I am working on Project 2 of a course with Udacity (Artificial Intelligence with Python Programming).
I have trained a model and saved it in checkpoint.pth and I want to load the checkpoint.pth so I can rebuild the model .
I have written the code to save checkpoint.pth and also to load checkpoint.
model.class_to_idx = image_datasets['train_dir'].class_to_idx
model.cpu()
checkpoint = {'input_size': 25088,
'output_size': 102,
'hidden_layers': 4096,
'epochs': epochs,
'optimizer': optimizer.state_dict(),
'state_dict': model.state_dict(),
'class_to_index' : model.class_to_idx
}
torch.save(checkpoint, 'checkpoint.pth')
def load_checkpoint(filepath):
checkpoint = torch.load(filepath)
model = checkpoint.Network(checkpoint['input_size'],
checkpoint['output_size'],
checkpoint['hidden_layers'],
checkpoint['epochs'],
checkpoint['optimizer'],
checkpoint['class_to_index']
)
model.load_state_dict(checkpoint['state_dict'])
return model
model = load_checkpoint('checkpoint.pth')

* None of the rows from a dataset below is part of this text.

PR #774, opened 2025-11-27
feat(home-manager/cursors): add options to build specific cursor themes

KneeCapStealer:
These option allow for manually selecting which flavors and accents to build, decreasing build times for users.

I made it so the lists of flavors and accents is empty, and the code in the `buildPhase` then checks if they are empty and simply outputs the default `just all`, if that is the case.

The code can be quite smaller if the lists are filled out by default, although this makes the beginning of the file quite a bit longer, as the formatter puts each element on a new line.

It would be nice to have the `flavors` and `accents` parameters set by default via `catppuccin.cursors`, as the build times are quite long. But I am unsure if this would break things, so I haven't done that yet.

### DIFF
--- a/pkgs/cursors/package.nix
+++ b/pkgs/cursors/package.nix
@@ -9,6 +9,8 @@
   xcur2png,
   xorg,
   zip,
+  flavors ? [ ],
+  accents ? [ ],
 }:
 
 buildCatppuccinPort (finalAttrs: {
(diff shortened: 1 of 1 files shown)


HeroGamers:
I have the cachix added, but for some reason, I almost always end up having to spend 12-15 minutes waiting for all the cursors to build. Don't know why tbh. - guessing (without knowing) because I've set the flake to follow my own nixpkgs (unstable)?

While loading checkpoint.pth, I get an error:
AttributeError: 'dict' object has no attribute 'Network'
I want successfully load checkpoint.
Thank you
UPDATE: With the full code visibile, I think the issues is in the implementation. torch.load will load the information from the dict that has been deserialized to the file. This loads as the original dict object, so in the function, you should expect checkpoint == checkpoint(original definition).
In this instance, I think what you are actually looking to do is calling the load on the file saved as checkpoint.pth
and the first call might not be necessary.
def load_checkpoint(filepath):
model = torch.load(filepath)
return model
The other possibility is that the nested object must be what the object is called, and then it would be just a small adjustment:
def load_checkpoint(filepath):
checkpoint = torch.load(filepath)
model = torch.load_state_dict(checkpoint['state_dict'])
return model
The most likely problem is that you are calling on the Network class, which is not contained within the checkpoint dictionary object.
I can't speak to the actual lesson or other nuances within the lesson, the simplest solution might be to just call the Network class definition with the variables already in the checkpoint dictionary like so:
model = Network(checkpoint['input_size'],
checkpoint['output_size'],
checkpoint['hidden_layers'],
checkpoint['epochs'],
checkpoint['optimizer'],
checkpoint['class_to_index'])
model.load_state_dict(checkpoint['state_dict'])
return model
The checkpoint dict may only have the values you expect ('input_size', 'output_size' etc) But this is just the most obvious issue I see.